▶ [What is expected] Look through the material that follows and show every line with the string "orientation".

▶ [Data shown]
<<<<

PR #6362, opened 2024-03-21
[camera] Camera web mobile orientation

kristoffer-zliide:
Various orientation-related fixes for camera in mobile browsers, including https://github.com/flutter/flutter/issues/143288 and https://github.com/flutter/flutter/issues/117430. The improved video constraints might also fix the zoom behavior observed in https://github.com/flutter/flutter/issues/112280.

>>>>

▶ [Response area]
[camera] Camera web mobile orientation
Various orientation-related fixes for camera in mobile browsers, including https://github.com/flutter/flutter/issues/143288 and https://github.com/flutter/flutter/issues/117430. The improved video constraints might also fix the zoom behavior observed in https://github.com/flutter/flutter/issues/112280.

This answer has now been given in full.